Donc on fait tout ce qu&#8217;il dit sans moufter, et on se moque pas de son gros nez.
_(Let&#8217;s make love together)_

Merci de votre attention.    _(Ouane euguène)_

A bientôt, vôtre Bobby.    _(My tailor iz rich)_


Addendum :
Afin que tout le monde comprenne (même JCVD), ce message a été traduit dans toutes les langues, surtout l&#8217;anglais. Excusez le logiciel de traduction s&#8217;il y a une ou deux fautes, pour ma part j&#8217;entrave pas un mot de rosbif.
_(adindoume : jingueule bellz, jingueule bellz.)_


----------



## La mouette (10 Avril 2006)

Stop j'ai mal au ventre


----------



## rezba (10 Avril 2006)

Il est indéniable que, lorsqu'il s'y met sérieusement, ce bobby est très bon.
_(Meushroumes are very strongue in bobbyze land)

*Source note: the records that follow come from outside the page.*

PR #1528, opened 2020-04-29
Shellcheck

otaviobp:


test/code_analysis/shellcheck.bats
```diff
@@ -9,6 +9,6 @@
 
 		sed 's/^@.*/func() {/' "$i" |
 		sed 's/^load.*/source test\/functional\/testlib.bash/' |
-		shellcheck -s bash -x -e SC1008 /dev/stdin
+		shellcheck -s bash -x -e SC1008,SC2119 /dev/stdin
```
castulo, line 12: Maybe we should add an explanation at the top of the file with all the exceptions that we ad here, so it is clearer why we decided to skip those checks. something like:

```
#!/usr/bin/env bats

# Author: Otavio Pontes

# Exceptions:
#
# SC2119: Use foo "$@" if function's $1 should mean script's $1.
# We need to skip this check because in many ocassions we use functions
# that are not expecting arguments, but still shellcheck will detect this
# as error because the show_help which is called from all functions uses $@
# SC1008: ....

@test "ANL001: Shellcheck on changed files" {
```

otaviobp:
V2:
 - Adding comment and updating all shellcheck bats scripts to use same code

PR #1533, opened 2020-04-30
Verifytime: Reduce dependencies from verify time binary

otaviobp:


src/helpers.c
```diff
@@ -461,6 +461,50 @@ void remove_trailing_slash(char *url)
...
+		return true;
+	}
+
+	if (err == -ENOENT) {
+		error("Failed to read system timestamp file\n");
+	}
+
+	time_str = time_to_string(system_time);
+	if (time_str) {
+		printf("Current time is %s\nAttempting to fix...\n", time_str);
```
castulo, line 489: I find this message a little confusing:
```
Current time is Mon May  4 09:39:22 PDT 2020
Attempting to fix...
```
First, in this sentence "Current time is X", is that the time that is incorrect that is going to be fixed? or is that the correct time that the wrong time is going to be corrected to?

Secondly, I think "attempting to fix..." should be "attempting to fix it...".

src/helpers.c
```diff
@@ -461,6 +461,50 @@ void remove_trailing_slash(char *url)
...
+		FREE(time_str);
+	}
+
+	if (set_time(clear_time)) {
+		time_str = time_to_string(clear_time);
+		if (time_str) {
+			info("Set system time to %s\n", time_str);
```
castulo, line 496: Maybe I am reading this incorrectly, but shouldn't this be "System time set to X" instead?

src/helpers.c
```diff
@@ -461,6 +461,50 @@ void remove_trailing_slash(char *url)
...
+			FREE(time_str);
+		}
+
+		// System time has been fixed
+		return true;
+	}
+
+	// System time is wrong
```
castulo, line 504: Shouldn't we warn about not being able to fix the time? After all the last message the user would have seen was "Attempting to fix it..."

src/helpers.c
otaviobp: Updated to:
```Fixing outdated system time from 'Tue May 05 09:03:42 2020' to 'Fri May 01 11:47:27 2020'```

otaviobp:
V2: Fixed the error/info messages

PR #207, opened 2017-04-04
Add a taskcluster-branded spinner

imbstack:
I always wanted to see if we could do something like this. Is it nice looking to you? It just replaces the default spinner with an animated tc logo svg that pulses a bit.

Logo is viewable at https://github.com/taskcluster/taskcluster-tools/blob/4c94a7ce21d3797f58a8e089cc860444c5b1b9d4/src/lib/assets/taskcluster-spinner.svg

tests are failing now because of https://github.com/nodejs/nodejs.org/issues/1191 afaict. I'll rerun them tomorrow when that is fixed.


djmitche:
👍

djmitche:
What if the inside pulsed from blue to gray?

imbstack:
@eliperelman any further thoughts on this? I don't remember what we decided to do now :p

eliperelman:
The light-gray on darker-gray isn't very high contrast. Having some color, or just spinning the original logo would help.

imbstack:
Switched to black+white rather than gray+gray!

djmitche:
I like it!

eliperelman:
Totally agree! This is :fire:!

PR #208, opened 2017-04-11
Bug 1355090: use index links for public indexed artifacts

djmitche:


djmitche:
Whoops, sorry @jonasfj I forgot I flagged you for review too.  It's only code :)  Let me know if you see anything and I can follow up.

PR #228, opened 2017-06-30
Take out obsolete top-level metadata attribute

edunham:
@imbstack told me it didn't belong and @djmitche verified that nothing bad
happens when you remove it from a task. I am moderately certain that this
commit removes the spurious metadata section while leaving the necessary one
in place, but someone better at web apps should verify that.

The old thing with an extra metadata field:

    version: 0
    metadata:
      ...
    tasks:
      - provisionerId: '{{ taskcluster.docker.provisionerId }}'
        ...
        payload:
            ...
        metadata:
            ...

The new correct version that this is supposed to emit instead:

    version: 0
    tasks:
      - provisionerId: '{{ taskcluster.docker.provisionerId }}'
        ...
        payload:
            ...
        metadata:
            ...

### DIFF
--- a/src/views/QuickStart/index.js
+++ b/src/views/QuickStart/index.js
@@ -9,12 +9,6 @@ import { info } from './styles.css';
 
 const initialYaml = {
   version: 0,
-  metadata: {
-    name: '',
-    description: '',
-    owner: '{{ event.head.user.email }}',
-    source: '{{ event.head.repo.url }}'
-  },
   tasks: [
     {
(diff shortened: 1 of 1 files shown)


edunham:
relatedly the format i tried to change it to is what you have in the docs on it, https://docs.taskcluster.net/reference/integrations/taskcluster-github/docs/usage

edunham:
Amended commit to also take out the unhelpful explanation and form fields and assorted references to those values.

PR #237, opened 2017-07-05
Fixes scroll on linux

jonasfj:


src/App/styles.css
```diff
@@ -38,7 +38,6 @@
 
 :global(html, body) {
   height: 100vh;
-  width: 100vw;
```
eliperelman: Like we discussed on IRC, can you switch this to instead add `max-width: 100%;`?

_Il convient donc ici de l'encourager._
(Lucy in the sky with diamonds)._


Bon dieu, qu'est-ce que j'ai beaucoup ri !
_(I will seurvaïve)

:love:
_


----------



## yvos (10 Avril 2006)

c'est clair que si il continue, je vais me faire virer parce qu'hilare devant mon écran 

_ (seau i tell my collegues zat it's because of a new srede from bobby)_


----------



## Momo-du-56 (10 Avril 2006)

P***n voilà deux bonnes heures que je faisais du ménage :hein: ça rend toujours un peu grognon.... et ....... je viens un p'tit coup me ballader sur le forum.....je tombe sur Bobby (non merci il n'a pas eu mal) et suis morte de rire !!!!!!!!!!!!!!

Bobby refelemele souvent j' ADOREEEEEEEE !!!!       

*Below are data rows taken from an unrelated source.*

PR #243, opened 2017-07-07
Shrink space used for non-sense in task-inspector

jonasfj:
https://screenshots.firefox.com/1qopUqm2viS0SVSy/localhost

No idea if it's elegant on mobile... 

We should probably move the "notify me on changes" check box next to the progress bar... to make it even better...

Also I'm consistently confused by runs/artifacts/actions, I'm not sure how the navigation should work but a top-level tab bar isn't good... Maybe something like: https://screenshots.firefox.com/HDH8Rnott22qDIes/wireframe.cc  (https://wireframe.cc/P7EQQ7)
Where the list of task in a task-graph is a side-bar that slides in/out and overlays the task-inspector...

### DIFF
--- a/src/views/UnifiedInspector/SearchForm.js
+++ b/src/views/UnifiedInspector/SearchForm.js
@@ -87,13 +87,12 @@ export default class SearchForm extends React.PureComponent {
         <Col lg={5} md={5} sm={4}>
           <FormGroup validationState={valid.taskGroupId ? null : 'error'} style={{ marginRight: 0 }}>
             <InputGroup>
-              <InputGroup.Addon style={{ textAlign: 'left' }}>TaskGroupId</InputGroup.Addon>
+              <InputGroup.Addon style={{ textAlign: 'left' }}>Task Group ID</InputGroup.Addon>
               <FormControl
                 type="text"
                 placeholder="Enter a task group ID"
                 value={taskGroupIdInput}
-                onChange={this.handleTaskGroupIdInputChange}
-                style={{ fontFamily: 'monospace' }} />
+                onChange={this.handleTaskGroupIdInputChange} />
             </InputGroup>
           </FormGroup>
         </Col>
@@ -101,19 +100,18 @@ export default class SearchForm extends React.PureComponent {
         <Col lg={5} md={5} sm={4}>
           <FormGroup validationState={valid.taskId ? null : 'error'} style={{ marginRight: 0 }}>
             <InputGroup>
-              <InputGroup.Addon style={{ textAlign: 'left' }}>TaskId</InputGroup.Addon>
+              <InputGroup.Addon style={{ textAlign: 'left' }}>Task ID</InputGroup.Addon>
               <FormControl
                 type="text"
                 placeholder="Enter a task ID or choose one from Tasks"
                 value={taskIdInput}
-                onChange={this.handleTaskIdInputChange}
-                style={{ fontFamily: 'monospace' }} />
+                onChange={this.handleTaskIdInputChange} />
             </InputGroup>
           </FormGroup>
         </Col>
 
         <Col lg={2} md={2} sm={4} style={{ padding: 0 }}>
-          <ButtonGroup>
+          <ButtonGroup style={{ marginBottom: 15 }}>
             <Button
               type="submit"
               disabled={!valid.form}>
--- a/src/views/UnifiedInspector/SearchForm.js
+++ b/src/views/UnifiedInspector/SearchForm.js
@@ -1,6 +1,6 @@
 import React from 'react';
 import { array, func, string } from 'prop-types';
-import { Col, Form, FormGroup, InputGroup, FormControl, Button, ButtonGroup, DropdownButton, MenuItem } from 'react-bootstrap';
+import { Col, Form, FormGroup, InputGroup, FormControl, ButtonGroup, DropdownButton, MenuItem } from 'react-bootstrap';
 import { LinkContainer } from 'react-router-bootstrap';
 import Icon from 'react-fontawesome';
 import { VALID_TASK } from '../../utils';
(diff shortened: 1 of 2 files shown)


djmitche:
I suggested a side-bar slide-out too.  I think the current organization is moderately *usable* but massively confuses a bunch of things into interdependent tabs.

src/views/UnifiedInspector/SearchForm.js
```diff
@@ -84,74 +84,72 @@ export default class SearchForm extends React.PureComponent {
...
+                onChange={this.handleTaskIdInputChange}
+                style={{ fontFamily: 'monospace' }} />
             </InputGroup>
           </FormGroup>
         </Col>
 
-        <Col lg={2} md={2} sm={3}>
-          <Col sm={12} style={{ marginBottom: 15, padding: 0 }}>
+        <Col lg={2} md={2} sm={4} style={{ padding: 0 }}>
+          <ButtonGroup>
```
eliperelman: Add the `style={{ marginBottom: 15 }}` here. In order to get full width in its container, this also needs a `justified` prop.

src/views/UnifiedInspector/SearchForm.js
```diff
@@ -84,74 +84,72 @@ export default class SearchForm extends React.PureComponent {
...
             <Button
```
eliperelman: When switching the `ButtonGroup` to `justified`, this will no longer render correctly on small screens, since buttons don't support table-cell rendering. You'll need to switch this particular button to an anchor:

```jsx
<ButtonGroup justified style={{ marginBottom: 15 }}>
  <a
    onClick={valid.form ? this.handleSubmit : null}
    className={`btn btn-default${valid.form ? '' : ' btn-disabled'}`}>
    <Icon name="search" /> Inspect
  </a>
```

src/views/UnifiedInspector/SearchForm.js
```diff
@@ -84,74 +84,72 @@ export default class SearchForm extends React.PureComponent {
 
     return (
       <Form onSubmit={this.handleSubmit} horizontal>
-        <Col lg={10} md={10} sm={9}>
-          <FormGroup validationState={valid.taskGroupId ? null : 'error'}>
+        <Col lg={5} md={5} sm={4}>
+          <FormGroup validationState={valid.taskGroupId ? null : 'error'} style={{ marginRight: 0 }}>
             <InputGroup>
-              <InputGroup.Addon style={{ textAlign: 'left' }}>Task Group</InputGroup.Addon>
+              <InputGroup.Addon style={{ textAlign: 'left' }}>TaskGroupId</InputGroup.Addon>
```
eliperelman: This is just language, so use `Task Group ID` instead of `TaskGroupId`.

src/views/UnifiedInspector/SearchForm.js
```diff
@@ -84,74 +84,72 @@ export default class SearchForm extends React.PureComponent {
...
             </InputGroup>
           </FormGroup>
+        </Col>
 
-          <FormGroup validationState={valid.taskId ? null : 'error'}>
+        <Col lg={5} md={5} sm={4}>
+          <FormGroup validationState={valid.taskId ? null : 'error'} style={{ marginRight: 0 }}>
             <InputGroup>
-              <InputGroup.Addon style={{ textAlign: 'left' }}>Task</InputGroup.Addon>
+              <InputGroup.Addon style={{ textAlign: 'left' }}>TaskId</InputGroup.Addon>
```
eliperelman: This is just language, so use `Task ID` instead of `TaskId`.

eliperelman:
@dustin yup, that's known, and won't be fully addressed til the redesign. I'll try and update some text to make it clearer, but this particular layout has no plans for being changed right now.

src/views/UnifiedInspector/SearchForm.js
jonasfj: I always refer to them as `taskGroupId` and `taskId` in text as this is their meta-variable names... But I don't care enough...

src/views/UnifiedInspector/SearchForm.js
```diff
@@ -84,74 +84,72 @@ export default class SearchForm extends React.PureComponent {
...
               <FormControl
                 type="text"
-                placeholder="Enter a task ID or choose one from Tasks, e.g. 8U3xVyssSBuinaXwRgJ_qQ"
+                placeholder="Enter a task ID or choose one from Tasks"
                 value={taskIdInput}
-                onChange={this.handleTaskIdInputChange} />
+                onChange={this.handleTaskIdInputChange}
+                style={{ fontFamily: 'monospace' }} />
```
jonasfj: Really, it's not an text field, it's an identifier input field...

src/views/UnifiedInspector/SearchForm.js
jonasfj: justified doesn't work...

src/views/UnifiedInspector/SearchForm.js
```diff
@@ -84,74 +84,70 @@ export default class SearchForm extends React.PureComponent {
...
                 value={taskIdInput}
                 onChange={this.handleTaskIdInputChange} />
             </InputGroup>
           </FormGroup>
         </Col>
 
-        <Col lg={2} md={2} sm={3}>
-          <Col sm={12} style={{ marginBottom: 15, padding: 0 }}>
+        <Col lg={2} md={2} sm={4} style={{ padding: 0 }}>
+          <ButtonGroup style={{ marginBottom: 15 }}>
```
eliperelman: I tested this out locally and if you use `justified` here, along with converting the first `Button` to an anchor, it should work. What was wrong with it?

src/views/UnifiedInspector/SearchForm.js
eliperelman: For reference, this is what I used:

```jsx
<ButtonGroup justified style={{ marginBottom: 15 }}>
  <a
    onClick={valid.form ? this.handleSubmit : null}
    className={`btn btn-default${valid.form ? '' : ' btn-disabled'}`}>
    <Icon name="search" /> Inspect
  </a>
  <DropdownButton ...
```

jonasfj:
Thanks! I tried a million and two things and couldn't get justified to
work... what gave you the idea to use `<a>`?

--
Regards Jonas Finnemann Jensen.

2017-07-07 13:07 GMT-07:00 Eli Perelman <notifications@github.com>:

eliperelman:
@jonasfj haha yeah, I looked through some issue with rendering, and turns out buttons don't like the table-cell rendering from bootstrap, so you have to use `a`. But then `a` doesn't truly support `disabled`, so you have to fake it there. :/

Found it: https://github.com/twbs/bootstrap/issues/9249

eliperelman:
Forgot to say, yes the new layout we have proposed will use a sidebar.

(if iou si mi aïe lof veri moch tellement)


----------



## Nobody (10 Avril 2006)

Vi. Là, je dis "respect" (I sède raispècte)

Le plus drôle (ze most rigolo) c'est que ces similis traductions (fu ck**' tranceléchen) vont devenir cultes (bottomte). 

Et c'est tout le mal qu'on lui souhaite (oui ouiche iou ouaile).

Bravo. Vraiment. (aïe laïeque ite; oh-oh oh-oh datse ze wé oh-oh oh-oh)

  :love:


----------



## Pascal 77 (10 Avril 2006)

The pustule's carrier strike again i 

Mon Bobbynoutchakounet, tu me fais trop d'honneur, ce panégyrique est en tout points digne d'intérêt.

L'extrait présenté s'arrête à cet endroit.